Detailed sequence of Progression use case:
|T||student submits the assignment N|
|T+1||student begins work on assignment N+1|
|T+2||instructor returns assignment N to student with required revisions|
|T+3||student fixes assignment N and resubmits|
|T+4||instructor approves assignment N|
|T+5||student applies corrections from assignment N to ongoing work on assignment N+1|
List of possible branches and their meanings
To consider the impact of different branching strategies, we need to have a list of candidate branches. By considering these candidate branches and there usage, we can assess the work sequence, and thus the work load to the novice student, for using particular branching strategies.
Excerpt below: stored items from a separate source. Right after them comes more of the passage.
PR #922, opened 2021-03-10
Fix Typo in Deciles Description

cwarden:


saulpw (approved):
Oops!  Thanks for the fix, @cwarden.

PR #930, opened 2021-03-23
fix link to docs on loaders

zachvalenta:


anjakefala:
Thanks for the PR @zachvalenta! And for noticing that problem.

Would you mind changing the link to `/docs/api/loaders`? We support both `visidata.org` and `www.visidata.org`, and I do not want the link to result in a flip flop.

zachvalenta:
sounds good, just updated :)

anjakefala:
Thank you!! =)

Issue #936, opened 2021-03-30
visidata.view_pandas fails when the df index's name is already a column in the DataFrame


thomanq:
**Small description**
```
import pandas as pd
df = pd.DataFrame({"uid": [6,5,4,7,8,9], "a": [29, 0, 3, 34, 6, 9]})
df = df.set_index("uid", drop=False)
import visidata;visidata.view_pandas(df)
```
**Obtained result**
```
ValueError: cannot insert uid, already exists
```
Where it fails:
```
# visidata/loaders/_pandas.py", line 128
        # reset the index here
        if type(df.index) is not pd.RangeIndex:
            df = df.reset_index()
```

**Additional context**
Please include the version of VisiData.
```
pandas                   1.2.1
visidata                 2.2.1
```

thomanq:
PR accepted and merged.

PR #937, opened 2021-03-30
Fix conflict between dropped index and existing column

thomanq:
Fixes issue https://github.com/saulpw/visidata/issues/936


ajkerrigan (approved):
This looks good to me, good catch and thanks for the fix!

Issue #2382, opened 2024-04-16
vd v3.0.2 performance regression on Android


snooppr:
I use visidata on Android (Termux, Python 3.11) to view csv/xlsx.  Everything works fine with version vd **2.11**.  Updated to the latest version vd **3.0.2**.  It became impossible to use, terrible brakes: the movement of the cursor downwards/upwards/sideways is delayed by seconds.  I tried even small files of 200 lines, it’s impossible to use at the moment, I rolled back to the previous version, everything works.

v3.0.2
![ScreenRec](https://github.com/saulpw/visidata/assets/61022210/0a86512d-7f83-461b-a928-7cc5dc224c3b)

---------

v2.11
![ScreenRecord](https://github.com/saulpw/visidata/assets/61022210/18c52e56-3189-40bf-b1b6-0589f5dc912d)

Simply put, the delay in responding to commands has increased tenfold.

In addition, in v3.0.2 in xlsx the selected line on which the cursor is located is not highlighted.

snooppr:
1) I found what exactly causes the slowdown is the “slidebar”, which turns on automatically all the time; you can turn it off with the “b” key.  I believe that it is problematic and should be disabled by default (enabled from the menu or by key).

In the following table, the name of the branch is essentially a model. While the"Master" branch has a fixed name, the other names are figurative and me, of course, be any actual name. As you may guess, the letters"XYZ" in the branch name are a stand in for the name or number of the actual assignment.
The headings “W?” and “P?” are indicators as to whether a particular branch is intended to be used for ongoing work by the student, or for a delivery or “Pull,” or both.
|==master==||Y||Y||This is the usual Git master branch|
|==ASGN-xyz==||Y||This is a working branch for assignment ‘xyz’|
|==MILE-xyz==||Y||This is a milestone for assignment ‘xyz’|
|==done==||Y||This is a branch to which all assignments would be merged|
|==DONE-xyz==||Y||This is a branch specifically to be the pull request target for assignment ‘xyz’|
|==WORK-???==||Y||This would be a branch created by the student with any arbitrary name the student selects|
|==work==||Y||This would be the branch on which the student would work for every assignment|
List of Possible Branching Schemes
So we have four possible branches that can be used as the student’s working branch, and for branches as the “Pull-To” branch. Now, I am not including the milestone branch in this table.
I am currently using option “C” for my COSC-A211 course at Loyola New Orleans. I have two dozen “pull-to” branches in the assignment repo.
|ID||Working Branch||Pull-To Branch||Notes|
|C||==master==||DONE-xyz||This has been the approach to date in COSC A211. Student does not create/name branches, does not switch branches, does not merge.|
|D||ASGN-xyz||==master==||Student must switch branches. Progression use case would require merges|
|E||ASGN-xyz||==done==||Student must switch branches. Progression use case would require merges.|
|F||ASGN-xyz||DONE-xyz||This branching scheme is arguably the norm in professional software development organizations. Student must switch branches. Progression use case would require merges.|
|J||==work==||DONE-xyz||Comparable to scheme C. Instructor could designate ==work== branch as default, eliminating need for the student to switch branches from ==master==|
|K||WORK-???||==master==||Student would have to create branches, switch, merge. Like F, very typical for professional organizations.|
Four of these options, specifically, A, B, G, and H, are non-starters. Using catchall branches such as “master,” “done,” and “work” be with each other would’ve prevented us from distinguishing work (and pull requests) for different assignments.
Of course, it’s not consistent with professional workflow
When student issues a Pull Request to a later “Pull-to Branch”, the PR has all of the commits from all prior work, making the PR very muddy
Similarly, it’s hard to tune the notifications emails to make them usable.